After Mr. Hicks was involved in the July 14, 2004 motor vehicle accident, he did not return to see Dr. Landreneau until June 6, 2005, almost eleven months later. Notably, when Mr. Hicks returned to Dr. Landreneau in June 2005, he never even mentioned the July 14, 2004 accident at issue. Nor did he mention the accident in the interim to any of his treating psychiatrists or psychologists, who were treating him for several other conditions. According to Dr. Landreneau's progress notes for June 6, 2005, Mr. Hicks was "having worsening arm pain, numbness, dysesthesia and unsure if it is the right fourth finger. He has worsening neck pain and has a past history of cervical fracture." No reference was made to the July 2004 accident, much less, whether his current complaint of neck pain was related to the July 2004 accident. Additionally, on June 6, 2005, Dr. Landreneau requested an MRI be performed. This MRI indicated that at the C4-5 level, there was some mild disc bulging causing ventral flattening of the thecal sac with no central or foramen stenosis. However, this condition was not related by any medical testimony or evidence to the accident at issue. Mr. Hicks returned, for the last time, to see Dr. Landreneau on June 22, 2005. According to that progress note, Mr. Hicks was being treated for "C-2 fracture and degenerative disc disease and cervicalgia ... his C-2 fracture has healed. I will give him a full work release and he will follow up as needed." Again, there was no mention of the July 2004 accident or whether any of the conditions Mr. Hicks was being treated for were related to that accident.

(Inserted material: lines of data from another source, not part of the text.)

Issue #23916, opened 2023-09-29
wxAUI panels don't clip properly with Sonoma SDK/Xcode 15


dkulp:
When wxWidgets is built with the latest Xcode 15 and the Sonoma SDK it ships with, panels within wxAUI miniframes and other things are not clipped properly.    

It can be seen in the wxAUI sample by making the window smaller (or by adding more controls to the panel):
![image](https://github.com/wxWidgets/wxWidgets/assets/91569/aa116ce0-9588-49ad-840c-5ee07c68e7af)
The wxSpinCtrl is not clipped and is over the splitter.  

If you can get ahold of the 13.3 SDK and build with the --with-macosx-sdk= flag to point at the 13.3, then everything displays properly. 

### Platform and version information
- wxWidgets version you use: latest master code
- wxWidgets port  you use: wxOSX
- OS  and its version: Sonoma

vadz:
I suspect this is not wxAUI-specific (at least I don't see any Mac-only code in it that could be responsible for this), but I have no idea what is this due to. Any ideas (or patches) are more than welcome...

tonyvsuk:
I think this is exactly the same thing I'm seeing and reporting in the wx users mailing list.
https://groups.google.com/g/wx-users/c/rf9UfE5ah_o

Here is a patch (I think, I hope) that shows the clipping problem in the aui sample.
[mac_clipping_problem.patch](https://github.com/wxWidgets/wxWidgets/files/13326070/mac_clipping_problem.patch)

@dkulp, how did you get hold of the older SDK? I'm desperate to get this fixed as I've got users struggling with this.

Tony.

dkulp:
@tonyvsuk I still had a Ventura machine with Xcode 14 installed so I grabbed the 13.3 SDK out of there.

tonyvsuk:
I've got an "old" 2017 Mac Air (Monterry/Xcode 14), so hopefully that will work. Downloading Xcode 13.3 as I write this.

@dkulp Did you recompile your entire app with Xcode 13, or just wx? If it's just wx, that would be really handy for me. I usually build wx as a static library (but do intend to go to shared once this problem is out of the way).

dkulp:
For my app, we use LTO and thus everything has to be compiled consistently or all kinds of warnings.   Thus, we do build everything with 13.3.  That said, once the SDK is added to Xcode (a symlink to a location elsewhere works) 
[...]

PR #24054, opened 2023-11-12
OSX Sonoma keep clipping behavior for paint events

csomor:
see #23916


vadz:
AFAICS this should be backported to 3.2 too, so adding the label.

PR #24055, opened 2023-11-12
Try to make bug report instructions even more clear

vadz:
What do people think of changing it like this?

Notably, very few people think of submitting stack traces on their own (thanks a lot to those who do!).

### DIFF
--- a/.github/ISSUE_TEMPLATE/bug_report.md
+++ b/.github/ISSUE_TEMPLATE/bug_report.md
@@ -11,29 +11,49 @@ assignees: ''
 IMPORTANT NOTE
 --------------
 
-Please note that this entry field uses [Markdown][1], which means that you
-need to escape any code snippets pasted here using fenced code blocks,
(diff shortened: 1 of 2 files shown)


MaartenBent:
Maybe mention to put it in code tags, so there is no massive wall of text.

While you're updating the templates, could you also update `build_problem.md` with a question what they use to build wxWidgets?
 Configure, CMake, Visual Studio solution, Xcode project, makefile.gcc/makefile.vc.

vadz:
> Maybe mention to put it in code tags, so there is no massive wall of text.

There is already a mention of this, but I've tried to emphasize it even more in the latest version. Any suggestions for making it even more clear would be welcome, but we also need to keep this brief because nobody reads long texts...
 
> While you're updating the templates, could you also update `build_problem.md` with a question what they use to build wxWidgets? Configure, CMake, Visual Studio solution, Xcode project, makefile.gcc/makefile.vc.

Done too.

Issue #22965, opened 2022-11-12
Use `= default` whenever possible for ctors and dtors


vadz:
We have a number (grep finds 700 of them but there are probably some false positives there) of ctors and dtors with the empty body. We should use `= default` for them instead as this is more clear and would also be more consistent with the new code where it will be used.

There are even more classes doing just trivial initialization of their members in the ctors, where we should initialize the members in their declarations instead and also make the ctor default, but this could be done separately.

PR #24058, opened 2023-11-13
Replacing empty ctors and dtors by = default

BrianDelalex:
Following issue [#22965](https://github.com/wxWidgets/wxWidgets/issues/22965) this change replace empty dtors and ctors by = default whenever possible.


vadz:
Thanks, this is not really reviewable (too many changes...), but a random sampling of them seems good.

The CI errors are all of the form
```
./strings/stdstrings.cpp:56:24: error: unused variable 'i1' [-Werror,-Wunused-variable]
```
and seem due to the fact that clang considers variables with defaulted ctor unused, unlike those with user-defined trivial ctor. The fix would be to add `wxUnusedVar()` calls to this test case.

vadz:

Will merge in a moment.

I do not believe that the evidence offered by Mr. Hicks was sufficient to establish that it was more probable than not that Mr. Hicks's neck condition was caused by the July 14, 2004 accident, and therefore, Mr. Hicks's failed to discharge his burden of proving causation. Given this lack of evidence concerning causation, no trier of fact could reasonably conclude that Mr. Hicks was entitled to damages for his neck condition, and therefore, I would reverse the judgment of the trial court.

Thus, I respectfully dissent.

NOTES

[1] We note that some opinions seem to imply that plaintiff may only meet this burden through "medical testimony." See Yohn v. Brandon, XXXX-XXXX (La. App. 1 Cir. 9/27/02), 835 So. 2d 580, 584, writ denied, 2002-2592, (La. 12/13/02), 831 So. 2d 989. However, as noted above, causation is not proven exclusively through expert medical testimony, but can also be proven simply through "medical evidence" so long as the evidence presented by plaintiff amounts to a preponderance. See Cannet v. Franklynn Pest Control Company, Inc., 08-56 (La. App. 5 Cir. 4/29/08), 985 So. 2d 270, 276.

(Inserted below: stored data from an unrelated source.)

PR #24061, opened 2023-11-14
Implement maximum text length for multiline text control under GTK

oneeyeman1:
This PR is a redo of the 23928.

### DIFF
--- a/include/wx/gtk/textctrl.h
+++ b/include/wx/gtk/textctrl.h
@@ -59,7 +59,7 @@ public:
     virtual void GetSelection(long* from, long* to) const override;
 
     virtual void Remove(long from, long to) override;
-
+    virtual void SetMaxLength(unsigned long length) override;
     virtual void MarkDirty() override;
     virtual void DiscardEdits() override;
 
--- a/include/wx/gtk/textctrl.h
+++ b/include/wx/gtk/textctrl.h
@@ -133,6 +133,10 @@ public:
     bool SetForegroundColour(const wxColour& colour) override;
     bool SetBackgroundColour(const wxColour& colour) override;
 
+    void HandleMaxLength(wxString &text);
+    bool IsMaxLengthAllowed() const { return m_maxLengthAllowed; }
+    void SetMaxLengthAllowed(const bool &allowed) { m_maxLengthAllowed = allowed; }
+
     GtkWidget* GetConnectWidget() override;
 
     void SetUpdateFont(bool WXUNUSED(update)) { }
@@ -227,7 +231,6 @@ private:
 
     bool m_modified;
     bool m_dontMarkDirty;
-
     int         m_countUpdatesToIgnore;
 
     // Our text buffer. Convenient, and holds the buffer while using
--- a/include/wx/gtk/textctrl.h
+++ b/include/wx/gtk/textctrl.h
@@ -134,8 +134,6 @@ public:
     bool SetBackgroundColour(const wxColour& colour) override;
 
     void HandleMaxLength(wxString &text);
-    bool IsMaxLengthAllowed() const { return m_maxLengthAllowed; }
-    void SetMaxLengthAllowed(const bool &allowed) { m_maxLengthAllowed = allowed; }
 
     GtkWidget* GetConnectWidget() override;
 
--- a/include/wx/gtk/textctrl.h
+++ b/include/wx/gtk/textctrl.h
@@ -233,7 +233,7 @@ private:
 
     bool m_modified;
     bool m_dontMarkDirty;
-
+    
     int         m_countUpdatesToIgnore;
 
     // Our text buffer. Convenient, and holds the buffer while using
--- a/include/wx/gtk/textctrl.h
+++ b/include/wx/gtk/textctrl.h
@@ -233,6 +233,7 @@ private:
 
     bool m_modified;
     bool m_dontMarkDirty;
+
     int         m_countUpdatesToIgnore;
 
     // Our text buffer. Convenient, and holds the buffer while using
--- a/include/wx/gtk/textctrl.h
+++ b/include/wx/gtk/textctrl.h
@@ -133,7 +133,7 @@ public:
     bool SetForegroundColour(const wxColour& colour) override;
     bool SetBackgroundColour(const wxColour& colour) override;
 
-    void HandleMaxLength(wxString &text);
+    void GTKHandleMaxLength(wxString &text);
 
     GtkWidget* GetConnectWidget() override;
 
--- a/include/wx/gtk/textctrl.h
+++ b/include/wx/gtk/textctrl.h
@@ -133,6 +133,10 @@ public:
     bool SetForegroundColour(const wxColour& colour) override;
     bool SetBackgroundColour(const wxColour& colour) override;
 
+    // In GTK only single line text control properly handles max
+    // text length. This function will prevent to enter more
+    // than maximum number of characters in the multiline text
+    // control
     void GTKHandleMaxLength(wxString &text);
 
     GtkWidget* GetConnectWidget() override;
--- a/include/wx/gtk/textentry.h
+++ b/include/wx/gtk/textentry.h
@@ -62,7 +62,7 @@ public:
     void SendMaxLenEvent();
     bool GTKEntryOnInsertText(const char* text);
     bool GTKIsUpperCase() const { return m_isUpperCase; }
-
+    int GetMaxLength() const { return m_maxlen; }
     // Called from "changed" signal handler (or, possibly, slightly later, when
     // coalescing several "changed" signals into a single event) for GtkEntry.
     //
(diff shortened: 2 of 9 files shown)


vadz:
It's good to enable the test, but it would be even better if it actually passed. I'm pretty sure it would fail for you locally too if you ran it.

oneeyeman1:
@vadz,

I fixed the test case.
Please review.

If Paul can take a look as well - it would be great.

After this is applied I will put OSX changes on top.

TIA!!

oneeyeman1:
I have no idea why CI fails to build.

And the last one seems unrelated - it is about WebView.

Thank you.

include/wx/gtk/textctrl.h
```diff
@@ -133,6 +133,8 @@ class WXDLLIMPEXP_CORE wxTextCtrl: public wxTextCtrlBase
     bool SetForegroundColour(const wxColour& colour) override;
     bool SetBackgroundColour(const wxColour& colour) override;
 
+    void HandleMaxLength(wxString &text);
```
vadz, line 136: Should have `GTK` prefix as it's GTK-specific and a comment explaining what it does would be welcome.

It should probably also return `bool` to indicate whether it changed the text to avoid useless calls to `SetValue()`.

include/wx/gtk/textctrl.h
```diff
@@ -227,7 +229,6 @@ class WXDLLIMPEXP_CORE wxTextCtrl: public wxTextCtrlBase
 
     bool m_modified;
     bool m_dontMarkDirty;
-
```
vadz, line 230: Useless change should be undone.

include/wx/gtk/textentry.h
```diff
@@ -62,7 +62,7 @@ class WXDLLIMPEXP_CORE wxTextEntry : public wxTextEntryBase
     void SendMaxLenEvent();
     bool GTKEntryOnInsertText(const char* text);
     bool GTKIsUpperCase() const { return m_isUpperCase; }
-
+    int GetMaxLength() const { return m_maxlen; }
```
vadz, line 65: Should have `GTK` prefix as it's GTK-specific.

include/wx/gtk/textentry.h
```diff
@@ -99,7 +99,7 @@ class WXDLLIMPEXP_CORE wxTextEntry : public wxTextEntryBase
     // Call this from the overridden wxWindow::GTKIMFilterKeypress() to use
     // GtkEntry IM context.
     int GTKEntryIMFilterKeypress(GdkEventKey* event) const;
-
+    int m_maxlen;
```
vadz, line 102: Should have a comment, should be initialized, almost certainly should not be defined in between 2 functions without any blank lines around it. Please try to keep things logically organized and more or less readable.

Oh, and it should also be initialized in the declaration.

include/wx/textctrl.h
```diff
@@ -757,6 +757,8 @@ class WXDLLIMPEXP_CORE wxTextCtrlBase : public wxControl,
     // more readable flag testing methods
     bool IsSingleLine() const { return !HasFlag(wxTE_MULTILINE); }
     bool IsMultiLine() const { return !IsSingleLine(); }
+    bool IsMaxLengthAllowed() const { return m_maxLengthAllowed; }
+    void SetMaxLengthAllowed(const bool &allowed) { m_maxLengthAllowed = allowed; }
```
vadz, line 761: It doesn't make sense to pass `bool` by const ref.

include/wx/textctrl.h
```diff
@@ -757,6 +757,8 @@ class WXDLLIMPEXP_CORE wxTextCtrlBase : public wxControl,
     // more readable flag testing methods
     bool IsSingleLine() const { return !HasFlag(wxTE_MULTILINE); }
     bool IsMultiLine() const { return !IsSingleLine(); }
+    bool IsMaxLengthAllowed() const { return m_maxLengthAllowed; }
```
vadz, line 760: What is this function? If it's public, it must be documented. If not, it shouldn't be declared here, should have a `WX` prefix and still should be documented in a comment, at least.

include/wx/textctrl.h
```diff
@@ -805,7 +807,10 @@ class WXDLLIMPEXP_CORE wxTextCtrlBase : public wxControl,
     }
     virtual void SetValue(const wxString& value) override
     {
+       auto old = m_maxLengthAllowed;
+       m_maxLengthAllowed = false;
```
vadz, line 811: This GTK-specific hack should be in GTK-specific code if it's needed at all, not here.

samples/text/text.cpp
```diff
@@ -1343,6 +1347,19 @@ void MyPanel::DoPasteFromClipboard()
 #if wxUSE_LOG
             *m_log << "Successfully retrieved data from the clipboard.\n";
 #endif // wxUSE_LOG
+#ifdef __WXGTK__
```
vadz, line 1350: What does this code do and what is it supposed to demonstrate?

src/common/textentrycmn.cpp
```diff
@@ -229,8 +229,17 @@ void wxTextEntryBase::ChangeValue(const wxString& value)
 
 void wxTextEntryBase::AppendText(const wxString& text)
 {
+    bool old = false;
+    auto textCtrl = dynamic_cast<wxTextCtrl *>( this );
+    if( textCtrl && textCtrl->IsMultiLine() )
+    {
+        old = textCtrl->IsMaxLengthAllowed();
+        textCtrl->SetMaxLengthAllowed( false );
+    }
```
vadz, line 238: Again, all this seems to be GTK-specific and has nothing to do in the common code.

src/gtk/textctrl.cpp
```diff
@@ -876,7 +910,7 @@ bool wxTextCtrl::Create( wxWindow *parent,
             g_signal_connect (m_buffer, "apply_tag",
                               G_CALLBACK (au_apply_tag_callback), nullptr);
 
-            // Check for URLs in the initial string passed to Create
+            // Check for URLs in the initial string sed to Create
```
vadz, line 913: To undo.

P.S. You still don't look at your own diffs, do you?

src/gtk/textctrl.cpp
```diff
@@ -1769,7 +1819,12 @@ void wxTextCtrl::Paste()
     wxCHECK_RET( m_text != nullptr, wxT("invalid text ctrl") );
 
     if ( IsMultiLine() )
+    {
         g_signal_emit_by_name (m_text, "paste-clipboard");
+        auto value = GetValue();
+        HandleMaxLength( value );
+//        text->SetValue( value );
```
vadz, line 1826: Why is this commented out?

src/gtk/textctrl.cpp
```diff
@@ -2315,4 +2370,17 @@ wxTextCtrl::GetClassDefaultAttributes(wxWindowVariant WXUNUSED(variant))
     return GetDefaultAttributesFromGTKWidget(gtk_entry_new(), true);
 }
 
+void wxTextCtrl::HandleMaxLength(wxString &text)
+{
+    auto count = gtk_text_buffer_get_char_count( m_buffer );
+    if( count == m_maxlen )
+        return;
+    auto fullsize = count + text.length();
+    if( (unsigned int) fullsize > (unsigned int) m_maxlen )
```
vadz, line 2379: You shouldn't need 2 casts here.

src/gtk/textentry.cpp
```diff
@@ -272,6 +272,12 @@ DoHandleClipboardCallback( GtkWidget *widget,
         // ourselves in the event handler
         g_signal_stop_emission_by_name (widget, signal_name);
     }
+    wxTextCtrl *text = dynamic_cast<wxTextCtrl *>( win );
```
vadz, line 275: There should be no need for dynamic casts, these classes provide all the virtual functions you need to avoid them.

vadz (changes requested):
There are still a lot of things that need to be fixed here.

I didn't look at this in the details but you probably don't need the "allowed max length" hack at all, what you need to do instead is to block the signal handler when it shouldn't be used (see existing code for many examples of doing it).

You also need to rebase your branch on master (or at least merge master into it) to avoid the CI failures.

oneeyeman1:
@vadz ,

> There are still a lot of things that need to be fixed here.
> 
> I didn't look at this in the details but you probably don't need the "allowed max length" hack at all, what you need to do instead is to block the signal handler when it shouldn't be used (see existing code for many examples of doing it).

MS made this functionality only for text that user types.
If the text is inserted with "AppendText()", i.e. programmatically - no check is done.

So I don't know what signal you are talking about. Could you please explain?

> 
> You also need to rebase your branch on master (or at least merge master into it) to avoid the CI failures.

Will try to do that...

Thx.

vadz:
> MS made this functionality only for text that user types. If the text is inserted with "AppendText()", i.e. programmatically - no check is done.
> 
> So I don't know what signal you are talking about. Could you please explain?

This PR is about GTK changes and you add a signal handler checking that the length is not bigger than the allowed one. It seems a bit strange to explain to you what your own PR does.

oneeyeman1:
@vadz ,
> This PR is about GTK changes and you add a signal handler checking that the length is not bigger than the allowed one

Yes it is.
But calling WriteText() do not go thru the signal.

However, I will see if it can be done like this - thx.

oneeyeman1:
Superseded by 24751.

PR #24069, opened 2023-11-19
Add bullet number and style support to MSW wxTextCtrol via wxTextAttr

Blake-Madden:
Adds bullet support to `wxTextCtrl` under MSW using `wxTextAttr` objects. I mapped all the `wxTextAttrBulletStyle` values that are available in `PARAFORMAT2` and tested under Windows 10 & 11.

One API quirk is that because `wNumberingStyle` only takes one value, setting the number will override styles like parentheses and periods.

### DIFF
--- a/interface/wx/textctrl.h
+++ b/interface/wx/textctrl.h
@@ -373,12 +373,18 @@ public:
 
     /**
         Returns the bullet number.
+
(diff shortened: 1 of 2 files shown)


vadz:
Looks good, thanks! I'll merge it and cherry-pick to 3.2 too.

[2] Although Allstate points out at trial that Mr. Hicks fell off of a stool in a barroom while he had the halo on, we note that the fall was prior to Mr. Hicks's release to full work duty, his reports of zero pain, and the January 2004 radiology report showing no disc bulge at C4-5.

[3] The medical records introduced reveal that Mr. Hicks suffers from anxiety and depression. Both before and after this accident, Mr. Hicks treated with Drs. Sura, Bolter, and Rogers for those issues.